Publicado no Jornal da Tarde, 28/06/00
A soneca no trabalho
José Pastore
Em 1970-71, como consultor da ONU, trabalhei em Sevilla, na Espanha. A primeira coisa que me explicaram foi o horário de trabalho: das 10:00 às 14:00 hs. e das 17:00 às 20:00 hs. Reforçaram também a importância de se respeitar a siesta, depois do almoço.
Nos primeiros dias, minha mulher e eu esticávamos num sofá da sala, de roupa e tudo, e com sapato. Rapidamente, porém, aprendemos que o ritual era mais sério e envolvia fechar as janelas, escurecer a casa, vestir camisola e pijama, entrar por debaixo das cobertas, e tirar um belo sono entre 15:00-16:30 horas.
Não foi difícil adquirir o novo hábito. No mural do escritório eu lia todos os dias os famosos dizeres de Winston Churchill: "Todos precisam dormir algum tempo entre o almoço e o jantar. Por isso, tire as suas roupas e entre na cama. Isso é o que eu faço todos os dias. Não pense que trabalho menos por causa dessa pausa. Ao contrário, volto às atividades, com disposição redobrada e faço muito mais".
Voltando à vida frenética de São Paulo, abandonei o prazeroso vício. Isso foi em 1971. Hoje, a literatura sobre a produtividade do trabalho está repleta de estudos mostrando as vantagens da soneca depois do almoço. Como Churchill, esse foi também o hábito de gente bastante ocupada tais como Napoleão Bonaparte, Albert Einstein, Thomas Edison, John F. Kennedy e Ronald Reagan. Bill Clinton, igualmente, não dispensa uma cochilada.
Convencidas sobre a melhoria da produtividade, muitas empresas dos Estados Unidos, Europa e Japão estão adotando o sistema. Estive na China no início deste mês, e vi meus colegas de universidade e vários burocratas usando esse sistema. Um livro recente recomenda que a soneca deve ser encarada como um exercício diário pois o corpo humano está programado para se tornar sonolento depois do almoço (James B. Maas, Power Sleep, Villard Books, 1998).
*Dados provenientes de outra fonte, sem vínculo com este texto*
PR #1105, opened 2022-01-29
Refactor arrangements and simplified polygon points in construction

pentacular:


algorithm/cgal/arrangePolygonsWithHoles.test.js
```diff
@@ -46,12 +46,12 @@ test('arrangePolygonsWithHoles', (t) => {
...
           ],
           exactPoints: [
-            ['-5214694305376363/18014398509481984', '-1/2', '0'],
-            ['1/4', '-6816258895479669/36028797018963968', '0'],
-            ['7110946780058677/9007199254740992', '-1/2', '0'],
-            ['7110946780058677/9007199254740992', '1/2', '0'],
-            ['1/4', '6816258895479669/36028797018963968', '0'],
-            ['-5214694305376363/18014398509481984', '1/2', '0'],
+            ['-11/38', '-1/2', '0'],
+            ['1/4', '-7/37', '0'],
```
BarbourSmith, line 50: Well that's nice 😀

algorithm/cgal/cgal.cc
```diff
@@ -3930,6 +3929,169 @@ void print_polygon_with_holes(
...
+                           emscripten::val& emit_polygon,
+                           emscripten::val& emit_point) {
+  bool emitted = false;
+  for (const P& polygon : polygons) {
+    const auto& outer = polygon.outer_boundary();
+    emit_polygon(false);
+    emitted = true;
+    for (auto edge = outer.edges_begin(); edge != outer.edges_end(); ++edge) {
+      if (edge->source() == edge->target()) {
+        // Skip zero length edges.
```
BarbourSmith, line 3943: What does it mean for an edge to have zero length? Wouldn't that by definition not be contributing any new information so it could be skipped? 

...Or is that what's happening here

algorithm/cgal/cgal.cc
```diff
@@ -3930,6 +3929,169 @@ void print_polygon_with_holes(
...
+                             sin(-angle) * ox + cos(-angle) * oy + cy));
+    }
+    plan.push_back(Point_2(tx, ty));
+  } else {
+    // COUNTER-CLOCKWISE
+    plan.push_back(Point_2(sx, sy));
+    if (target_angle < source_angle) {
+      target_angle += M_PI * 2;
+    }
+    const double step = M_PI / 32.0;
```
BarbourSmith, line 4008: Is there any value to this being proportional to the diameter? Probably not worth the extra complexity

algorithm/cgal/cutSurfaceMeshes.js
```diff
@@ -46,7 +46,7 @@ export const cutSurfaceMeshes = (targetMeshes, targetSegments, sources) => {
     );
 
     if (status === STATUS_ZERO_THICKNESS) {
-      throw new ErrorZeroThickness('Zero thickness produced by join');
+      throw new ErrorZeroThickness('Zero thickness produced by cut');
```
BarbourSmith, line 49: Nice 👍

geometry/graph/offset.test.js
```diff
@@ -26,78 +26,46 @@ test('offset', (t) => {
...
-      '-11/18 2/3 1/2\n' +
-      '-25/39 25/39 1/2\n' +
-      '-15/26 13/19 1/2\n' +
-      '-2/3 11/18 1/2\n' +
-      '-16/23 7/13 1/2\n' +
-      '-13/19 15/26 1/2\n' +
+    '20\n' +
+      '-41/64 -41/64 1/2\n' +
+      '-3152519739159347/4503599627370496 -1/2 1/2\n' +
+      '-385724968084973/562949953421312 -2598230554252209/4503599627370496 1/2\n' +
```
BarbourSmith, line 32: Why did these ones seemingly get more complex instead of less?

BarbourSmith (approved):
Looks great to me :)

algorithm/cgal/cgal.cc
pentacular: Yeah, they shouldn't exist, really.

algorithm/cgal/cgal.cc
pentacular: I was thinking about it, but let's see how it goes first.

geometry/graph/offset.test.js
pentacular: Hmm, that's a good question.

PR #1107, opened 2022-02-04
Update toolpath generation

pentacular:


api/shape/toolpath.js
```diff
@@ -6,21 +6,39 @@ import { computeToolpath } from '@jsxcad/geometry';
...
 
 export const toolpath =
-  ({ diameter = 1, jumpHeight = 1 } = {}) =>
+  ({
+    diameter = 1,
+    jumpHeight = 1,
+    stepCost = diameter * -2,
+    turnCost = -2,
+    neighborCost = -2,
+    stopCost = 30,
```
BarbourSmith, line 15: This is cool! So tuning these will change what it prioritizes?

BarbourSmith (approved):
👍 👍 👍

api/shape/toolpath.js
pentacular: Yeah, although I'm not sure how much practical flexibility there will be.

PR #1109, opened 2022-02-07
Add packing envelopes

pentacular:


algorithm/cgal/cgal.cc
```diff
@@ -4779,6 +4695,105 @@ void FromSurfaceMeshToPolygonsWithHoles(const Surface_mesh* input,
...
+      PS::simplify(ct, cid, cost, stop, true);
+    }
+
+    // And emit.
+    for (CT::Constraint_id cid : cids) {
+      emit_polygon(false);
+      Vertices_in_constraint_iterator it = ct.vertices_in_constraint_begin(cid);
+      Vertices_in_constraint_iterator end = ct.vertices_in_constraint_end(cid);
+      if (it != end) {
+        for (;;) {
```
BarbourSmith, line 4766: I had to look up how this works, it's neat. I didn't realize that ALL of the arguments to for() are optional

algorithm/cgal/insetOfPolygonWithHoles.test.js
```diff
@@ -16,128 +16,136 @@ test('insetOfPolygonWithHoles/bow', (t) => {
...
+        [0.109375, 0.048564189189189186, 0],
+        [-0.0894736842105263, 0.1631282959789057, 0],
       ],
       exactPoints: [
-        ['-17/190', '-826757/5324670', '0'],
-        ['9/52', '-4/999', '0'],
-        ['373/1924', '0', '0'],
-        ['9/52', '4/999', '0'],
-        ['-17/190', '826757/5324670', '0'],
+        ['-17/190', '-79189/485440', '0'],
```
BarbourSmith, line 90: What was the change to inset? Was it the addition of segments?...or was that already there?

nb/projects/plotter/plotter.stars_0.gcode
```diff
@@ -2,377 +2,270 @@
 G21
```
BarbourSmith: We might want to add a G90 or G91 to the front of these to indicate absolute vs incremental moves. G90 is absolute.

BarbourSmith (approved):
Looks great!

algorithm/cgal/cgal.cc
pentacular: It's not that they're optional, but rather that an empty statement is valid. :)

algorithm/cgal/insetOfPolygonWithHoles.test.js
pentacular: The additional of parameterized segments, I think.

nb/projects/plotter/plotter.stars_0.gcode
pentacular: Ah, good point.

As pesquisas revelam que, depois de um descanso no meio da jornada, as pessoas se tornam mais atentas, os acidentes diminuem e a qualidade do serviço aumenta. A NASA recomenda aos pilotos dos vôos transoceânicos, uma soneca de 30 minutos para elevar a atenção e reduzir as falhas humanas.
Há dois tipos de soneca: a rapidinha e a prolongada. A primeira, de 15-20 minutos, tem a função de restaurar energias. A segunda, de mais de uma hora, visa compensar déficits de sono. Aqui, o problema é outro. O sono prolongado gera mal-estar que mais atrapalha do que ajuda.
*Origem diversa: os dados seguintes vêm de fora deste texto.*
PR #1230, opened 2023-06-30
CassandraSinkCluster: switch to dashmap

conorbros:
I found the benchmarks too noisy to determine if this actually results in a speedup but it's reasonable to assume it does at least make it a bit faster. And since we brought in the dep for Kafka sink cluster might as well use it here.


rukai:
I'll review this once I have windsock cassandra benches running on AWS, should take a few days.

rukai:
I ran benches for this 3 times and all 3 times the results were clearly saying this PR regressed performance.
image

I would still like to keep this PR open until I can resolve the intermittent benching noise though.
Feel free to mark as draft and stop maintaining it in the mean time though.

conorbros:
Thanks, interesting results.

conorbros:
I checked this again, it's still a clear regression.

Issue #1236, opened 2023-07-05
Redesign KafkaSinkCluster to handle multiple shotover instances


rukai:
There are two possible approaches:
* Send a metadata message before routing a fetch/produce if we dont know about that topic yet.
* Communicate kafka metadata between shotover nodes i.e. use raft

However I can already see some problems with a raft solution.
* race conditions - the client might query a shotover node before it receives the metadata it requires from another shotover node
* it doesnt handle deletion of metadata - currently topic metadata will grow unboundedly, we arent sure if this is a problem yet, but a raft solution wont fix this while sending our own metadata messages will fix it by allowing us to refetch cleared data if we need it again.

PR #1243, opened 2023-07-10
KafkaSinkCluster: send metadata/findcoordinator messages when missing metadata

rukai:
closes https://github.com/shotover/shotover-proxy/issues/1236

The `produce_only` test case is deleted as we can now run the full test suite against `cluster_multi_shotover`.

The basic process stays the same, but this PR introduces the following:
* if a request is routed based on a group id we first send a findcoordinator message to ensure the metadata for that group is populated.
* if a request is routed based on a topic we first send a metadata message to ensure the metadata for that topic is populated.
* some logic is pulled into `update_local_nodes` and `process_metadata` methods to avoid duplicating some logic.

I could batch the findcoordinator messages into a single message instead of one per group_id, but that requires a higher protocol version (seems to be introduced around 2020, which is probably fine?), so I just left it as is for now.

I have left clearing outdated metadata as a TODO for a follow up PR.
I also added a bullet point to https://github.com/shotover/shotover-proxy/issues/1214 for it.
It should be possible to do by observing errors sent from the server back to the client.

## versioning notes
I attempted to use the ApiVersions message to determine what minimum version to use for the generated metadata and findcoordinator messages but this turned out to be pointless since min_version is always 0.

Strangely a metadata message of version 0 makes the connection time out, maybe they are dropping support for messages but just not changing the min_version due to ossification? Or maybe its just a bug in the kafka protocol crate on very old versions of the protocol?

So I ended up just hardcoding a low version number that has all the features we need and that doesnt mysteriously kill the connection.


conorbros (dismissed):

conorbros:
Oops, approved the wrong one by accident

rukai:
I think if you do a review as "request changes" it should replace the passed review.

conorbros:
Is it possible to test it in the same way that we test Cassandra routing- find which node the client would hit if routed correctly and check which one Shotover hit?

shotover/src/transforms/kafka/sink_cluster.rs
```diff
@@ -186,11 +182,197 @@ impl Transform for KafkaSinkCluster {
...
+                })) => {
+                    for topic in &fetch.topics {
+                        self.store_topic(&mut topics, topic.topic.clone());
+                    }
+                }
+                Some(Frame::Kafka(KafkaFrame::Request {
+                    body: RequestBody::Heartbeat(heartbeat),
+                    ..
+                })) => {
+                    self.store_group(&mut groups, heartbeat.group_id.clone());
```
conorbros, line 241: We can join these match arms together since they all do the same thing.

image

rukai:
> Is it possible to test it in the same way that we test Cassandra routing- find which node the client would hit if routed correctly and check which one Shotover hit?

For Cassandra token aware routing we need to do that since Cassandra will silently handle routing mustakes for us. (But at a cost of performance)
However for the Kafka routing we are doing here if we route to the wrong node, the node will return an error, failing the integration test.

benbromhead (approved):

shotover/src/transforms/kafka/sink_cluster.rs
rukai: oh that is very nice, thanks!

conorbros: Oh nice, even better

conorbros (approved):

PR #1245, opened 2023-07-11
KafkaSinkCluster: fix FindCoordinator handling

rukai:
I discovered that our handling of FindCoordinator messages is wrong.
I thought there was a single coordinator node in the cluster that coordinates all groups.
It turns out a different node can coordinate each group.
so to properly store this, this PR changes `coordinator_broker_id`  from a `Arc<AtomicI32>` to a `Arc<DashMap<StrBytes, i32>>`.

In protocols v0-3:
The request specifies the group name and we need to match up the request with the response to determine what group name to insert into the map

In protocol v4:
The response includes the group name with each coordinator, we can just use it directly.

There is also a `key_type` field in the request, I believe this is `0` to indicate group coordinators and I believe we dont currently have any reason to store non-group coordinators.


conorbros (approved):

shotover/src/transforms/kafka/sink_cluster.rs
```diff
@@ -55,7 +54,7 @@ pub struct KafkaSinkClusterBuilder {
     shotover_nodes: Vec<KafkaAddress>,
     connect_timeout: Duration,
     read_timeout: Option<Duration>,
-    coordinator_broker_id: Arc<AtomicI32>,
+    coordinator_broker_id: Arc<DashMap<StrBytes, i32>>,
```
benbromhead, line 57: Why the change from an Atomic int to a regular one? Does Dashmap give what we need?

rukai: An `Arc<Atomic<I32>>` is used instead of an `Arc<i32>` because `Arc<Atomic<I32>>` is read/write while `Arc<i32> is read only.
`Arc<DashMap<StrBytes, i32>` is already read/write, so making it an `Arc<DashMap<StrBytes, AtomicI32>` would be redundant.

benbromhead (approved):

PR #1249, opened 2023-07-13
update rust version and deps

conorbros:
`with_single_cert` -> `with_client_auth_cert` change is because the former was deprecated.


rukai (approved):
🦀

benbromhead (approved):

PR #1250, opened 2023-07-14
Shotover 0.1.11

conorbros:
Will get a few of the open PRs in before merging this and releasing a new Shotover version.


rukai (approved):
This should trigger the first release to crates.io
We previously attempted a release to crates.io for `0.10.0` but it failed due to a bug in our release GA workflow.

As previously mentioned for `0.10.0`, since we are now on crates.io its a good time to commit to semver.
There are a lot of breaking changes we'll need to do in the future, butno need to delay the release over that since theres nothing scary about releasing a `0.2.0`

rukai:
For some reason docs.rs failed for https://github.com/shotover/aws-throwaway, give me some time to investigate before we merge this. I'm worried shotover might suffer the same fate.

rukai:
This can go ahead, it should be fine since aws-sdk-ec2 is a dev dep and therefore not required for `cargo doc --no-deps`

conorbros:
Cool, once @benbromhead approves this we can decide what we'd like to get in before releasing and go ahead.

benbromhead (approved):

rukai:
Can you add something like this to the changelog.md in this PR?
```
## 0.1.11

### topology.yaml

* No recorded changes

### shotover rust api

* `shotover::message_value` is now `shotover::frame::value`
* `shotover::message_value::MessageValue` is now `shotover::frame::value::GenericValue`
```

There might be more changes I missed but I couldnt see any when I took a quick look just now.

PR #1251, opened 2023-07-14
Websocket docs

conorbros:
- Add info for using WebSocket transport to the `Cassandra` source docs.
- Some small fixes I noticed after going through the docs.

Por isso, os especialistas aconselham dormir (pouco) e acordar sempre na mesma hora e, se necessário, usar o velho despertador. A soneca deve ocorrer, preferivelmente, oito horas depois do despertar da manhã, mesmo nos dias em que a pessoa não sinta muita vontade de dormir.
Como tudo na vida é questão de moda, o leitor pode estar achando que estou me aproveitando do Jornal da Tarde para difundir mais um modismo. O assunto é sério e os estudos são convincentes. Muitas empresas estão colocando espreguiçadeiras nos locais do trabalho. Alguns sindicatos já colocam esse pleito nas pautas de reivindicação.
Lamento não poder seguir esse método pois, a irregularidade dos meus horários e a variação dos locais de trabalho me impedem de carregar na minha pasta um pijama gostoso vibrante e um despertador barulhento. Mas, nas raras vezes que tirei uma soneca, trabalhei melhor.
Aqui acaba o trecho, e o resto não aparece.